Zero Hora, 9 de julho de 2006

Quer provenham do próprio PT, das dissidências esquerdistas enragées, do social-democratismo tucano, das hostes liberais ou do punhado de remanescentes do regime militar que o consenso dos anteriores classifica de “extrema direita”, os críticos de Lula só condenam nele uma coisa: seu “oportunismo fisiológico”, seu “egoísmo burguês”, seu “abandono dos ideais socialistas”, sua “traição à causa do proletariado”. As fórmulas verbais são muitas, o esquema de pensamento é constante e uniforme.

O ex-ministro Jarbas Passarinho, que só tem de esquerdista o que tem de extraterrestre, chega a jogar na cara do presidente ladrão o parágrafo célebre em que  Bakunin acusa os proletários de deixarem de ser proletários tão logo chegam ao poder — como se o assalto revolucionário à máquina do Estado não fosse ele próprio um roubo, como se o ladrão que rouba ladrão fosse mais condenável do que aquele que rouba homens honestos.

E não é preciso lembrar a figura patética do governador paulista, acossado pelas hostes do PCC e pelo governo federal, tentando fazer-se de bom menino por meio de um discurso contra a “elite branca egoísta”.

Do conjunto das críticas, a impressão que sobra na mente do público é que o critério supremo da honestidade é a ideologia esquerdista, a virtude máxima residindo na obediência fiel à moral do partido. Um dia, Lula passará, mas os efeitos dessa propaganda obsessivamente repetida permanecerão. Longo tempo depois de desaparecidas da memória popular as imagens do mensalão, do dinheiro na cueca, das testemunhas assassinadas no caso Celso Daniel, do pseudo-padre Medina gabando-se de trazer dinheiro das Farc para o PT, os valores em nome dos quais esses episódios foram condenados ainda estarão vivos na alma de todos. Quando ninguém mais se lembrar de Lula, todos ainda se lembrarão de que é feio não ser socialista.

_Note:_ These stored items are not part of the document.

Issue #1367, opened 2023-09-11
Implement basic deb support


d-loose:
Depends on the design from #1365

PR #1372, opened 2023-09-13
feat: add appstream results to autocompletion

d-loose:
UDENG-1364
Ref #1367

Screenshot from 2023-09-13 15-06-44

@tim-hm when running this in debug mode loading the appstream metadata slows down the app drastically to the point where the UI becomes unresponsive for a short time. This should be hardly noticeable in release mode, though. However, there's some delay before the appstream autocompletion results become available - we should cache the metadata pool in a format that can be loaded more quickly later on.

I had to refactor the search providers a bit:
* src/search now only contains the common search logic (i.e. the search query and the autocompletion provider
* src/appstream and src/snapd now have their own separate search providers - there's no common filtering and sorting logic yet.

### DIFF
--- a/lib/main.dart
+++ b/lib/main.dart
@@ -1,11 +1,15 @@
+import 'dart:async';
+
 import 'package:flutter/material.dart';
 import 'package:flutter_riverpod/flutter_riverpod.dart';
 import 'package:github/github.dart';
 import 'package:gtk/gtk.dart';
 import 'package:snapcraft_launcher/snapcraft_launcher.dart';
+import 'package:ubuntu_logger/ubuntu_logger.dart';
 import 'package:ubuntu_service/ubuntu_service.dart';
 import 'package:yaru_widgets/yaru_widgets.dart';
 
+import 'appstream.dart';
 import 'l10n.dart';
 import 'snapd.dart';
 import 'store.dart';
@@ -24,7 +28,15 @@ Future<void> main(List<String> args) async {
   registerService(() => GitHub());
   registerService(() => GtkApplicationNotifier(args));
 
+  final appstream = AppstreamService();
+  // Explicitly ignore the future to continue while appstream is reading the
+  // metadata from the disk.
+  unawaited(appstream.init());
+  registerServiceInstance(appstream);
+
   await initDefaultLocale();
+
+  Logger.setup();
 
   runApp(const ProviderScope(child: StoreApp()));
 }
--- a/lib/src/search/search_field.dart
+++ b/lib/src/search/search_field.dart
@@ -1,3 +1,4 @@
+import 'package:appstream/appstream.dart';
 import 'package:flutter/material.dart';
 import 'package:flutter/scheduler.dart';
 import 'package:flutter_gen/gen_l10n/app_localizations.dart';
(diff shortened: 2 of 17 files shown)


lib/src/search/search_provider.dart
```diff
@@ -1,66 +1,29 @@
...
-});
-
-final sortOrderProvider =
-    StateProvider.autoDispose<SnapSortOrder?>((_) => null);
-
-final sortedSearchProvider = FutureProvider.family
-    .autoDispose((ref, SnapSearchParameters searchParameters) {
-  return ref.watch(searchProvider(searchParameters).future).then(
-      (snaps) => snaps.sortedSnaps(ref.watch(sortOrderProvider)).toList());
+  return (snaps: <Snap>[], debs: <AppstreamComponent>[]);
```
tim-hm, line 28: I don't understand the inner workings of dart async or the behaviours of many of the libraries at play here ... so take this with a grain of salt!

Normally if you want to race two Futures you'd do something like this:

```dart
final autoCompleteProvider = FutureProvider<AutoCompleteOptions>((ref) async {
  final query = ref.watch(queryProvider);
  final completer = Completer();
  ref.onDispose(completer.complete);
  await Future.delayed(const Duration(milliseconds: 100));

  if ((query?.isNotEmpty ?? true) && !completer.isCompleted) {
    final futures = [
      ref.watch(snapSearchProvider(SnapSearchParameters(query: query)).future),
      ref.watch(appstreamSearchProvider(query ?? '').future),
    ];

    final results = await Future.wait(futures);
    final snaps = results[0] as Iterable<Snap>;
    final debs = results[1] as Iterable<AppstreamComponent>;

    return (snaps: snaps, debs: debs);
  }
  return (snaps: <Snap>[], debs: <AppstreamComponent>[]);
});
```

tim-hm, line 28: Is this delay necessary?

lib/src/search/search_field.dart
```diff
@@ -44,18 +82,34 @@ class _SearchFieldState extends ConsumerState<SearchField> {
...
+        return <AutoCompleteOption>[
+          if (snapOptions.isNotEmpty) ...[
+            AutoCompleteSectionOption(l10n.searchFieldSnapSection),
+            ...snapOptions,
+            AutoCompleteDividerOption()
+          ],
+          if (debOptions.isNotEmpty) ...[
+            AutoCompleteSectionOption(l10n.searchFieldDebSection),
+            ...debOptions,
+            AutoCompleteDividerOption(),
```
tim-hm, line 107: There's something not quiet right here ... it could just be that you haven't implemented the feature yet so do ignroe if that's the case.

If i use my keyboard to navigate to a snap search result and hit enter it takes me to that snaps details page. When I do the same with a deb result it simply replaces my search text with the selected deb result text.

lib/src/search/search_provider.dart
d-loose: Good point, didn't even consider racing them, but there's no reason not to do it, even if the performance gain might be minimal. I'll change it

d-loose: The delay was introduced on purpose to avoid sending queries every time the user presses a key

lib/src/search/search_field.dart
d-loose: That's exactly what's supposed to happen at this stage, since the detail page has not been generalized to support debs yet.
See todo note [here](https://github.com/ubuntu/app-center/pull/1372/files/9c70c310b5d4b5e1e1c23fdb9bf2b755b612b029#diff-c0f5a00f4386bf642ae40054f0a78e9f63b9edb91b2b953610d4dec4434c57a1R49)

lib/src/store/store_app.dart
```diff
@@ -45,7 +45,8 @@ class _StoreAppState extends ConsumerState<StoreApp> {
               child: SearchField(
                 onSearch: (query) =>
                     _navigator.pushAndRemoveSearch(query: query),
-                onSelected: (name) => _navigator.pushDetail(name: name),
+                onSnapSelected: (name) => _navigator.pushDetail(name: name),
+                onDebSelected: (_) {}, // TODO: push detail page
```
tim-hm, line 49: I'd prefer to see this logged so its easier for someone else to notice this ... TODOs are fine for personal use, but difficult in a setting where there are 2+ engineers on a project

lib/main.dart
```diff
@@ -24,6 +27,10 @@ Future<void> main(List<String> args) async {
   registerService(() => GitHub());
   registerService(() => GtkApplicationNotifier(args));
 
+  final appstream = AppstreamService();
+  unawaited(appstream.init());
```
tim-hm, line 31: I would add a simple comment explaining why this

tim-hm:
A few bits for your consideration! Go ahead and merge when you're happy.

tim-hm (approved):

Entre os que mais terão contribuído para esse resultado, contam-se os liberais, os conservadores e até os “extremistas de direita” que não ousaram falar em nome de seus próprios valores, preferindo fingir-se de esquerdistas na esperança louca de “dividir o adversário” – como se historicamente já não estivesse provado, há décadas, que a esquerda não precisa de unidade, que ela cresce e prospera por divisão e cissiparidade, como as amebas.

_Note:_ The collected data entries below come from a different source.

PR #77, opened 2021-09-30
Add seed option to Bayesian meta-analysis

sophieberkhout:
Requested by @FBartos as he got questions about this.

The `meta_bma` function apparently requires to use the `set.seed` function instead of a seed argument, as it passes the seed to rstan internally.


sophieberkhout:
Would it now also be possible to not skip the unit tests anymore?

inst/qml/qml_components/BayesianMetaAnalysisAdvanced.qml
```diff
@@ -130,6 +130,11 @@ Section
 			}
 		}
 
+		Group
+		{
+			SetSeed { }
+		}
+
```
FBartos, line 137: I think that it doesn't need to be in a group of its own.

R/bayesianmetaanalysiscommon.R
```diff
@@ -19,6 +19,8 @@
 
 .BayesianMetaAnalysisCommon <- function(jaspResults, dataset, ready, options) {
   
+  .setSeedJASP(options)
```
FBartos, line 22: it might be better to put it right before the fitting function, in case that the order of flow changes / there are other rng elements

FBartos (changes requested):

FBartos:
Yes, I think that having the unit tests, at least for one OS would be great

FBartos:
@vandenman , do you think that this could be considered a bug fix and we could merge it in if we restrict the OS-specific unit tests to windows?

sophieberkhout:
I added an if statement now so the unit tests only run if the system is Windows. Let's see if it works :)

FBartos:
if so, maybe changing the if statement to ``testthat::skip_on_os(c("mac", "linux", "solaris"))`` might be preferable

sophieberkhout:
Okay they pass so I'll change it `skip_on_os`

FBartos (approved):
I'm not sure whether we can still merge this in though.

vandenman:
hmmm, there's not really an issue this fixes right? It's also not really an ideal fix, because this
```r
testthat::skip_on_os(c("mac", "linux", "solaris"))
```
means that this analysis should only be touched by people working on Windows (as people on macOS and Linux can never update the unit tests).

I'd be in favor of postponing this, assuming we can find a better solution.

FBartos:
The issue was a lack of reproducibility when performing Bayesian meta-analysis.

> means that this analysis should only be touched by people working on Windows (as people on macOS and Linux can never update the unit tests).

I guess that till Stan fixes the samplers rng across OSes our hands are tied. Isn't this still an upgrade for the unit tests since there were no unit tests for the numerical results before (i.e., they were skipped on all OSes)? 

Maybe an alternative could be adding dispatching of the unit tests for multiple OSes, but that would make their updating even more painful.

It would be a nice thing to have since several people asked for it on a workshop but we can postpone it.

vandenman:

O mais irônico, em tudo isso, é que enquanto a direita condena o presidente por infidelidade ao esquerdismo, os líderes maiores da esquerda continental, os comandantes do processo revolucionário, Castro, Chávez, Kirchner, Morales e os chefes das Farc, sem contar a mídia esquerdista chique do mundo inteiro, continuam a tratá-lo como amigo e homem de confiança, e nenhuma denúncia contra ele se ouve nas reuniões do Foro de São Paulo. Enquanto seus adversários, achando-se muito espertos, se embriagam na ilusão de jogar a esquerda contra ele, o sujeito continua a funcionar como uma peça saudável e preciosa da máquina esquerdista. É o caso de perguntar a todos esses críticos: Vocês não percebem que estão sendo usados para limpar a sujeira petista, não percebem que a esquerda está rindo de vocês? Não sabem que depois de cumprida sua função na estratégia esquerdista vocês serão jogados na privada como um farrapo de papel higiênico? Mas, depois de tantas concessões e acovardamentos, talvez seja realmente esse o único papel que a direita ainda sonhe em desempenhar na história do Brasil.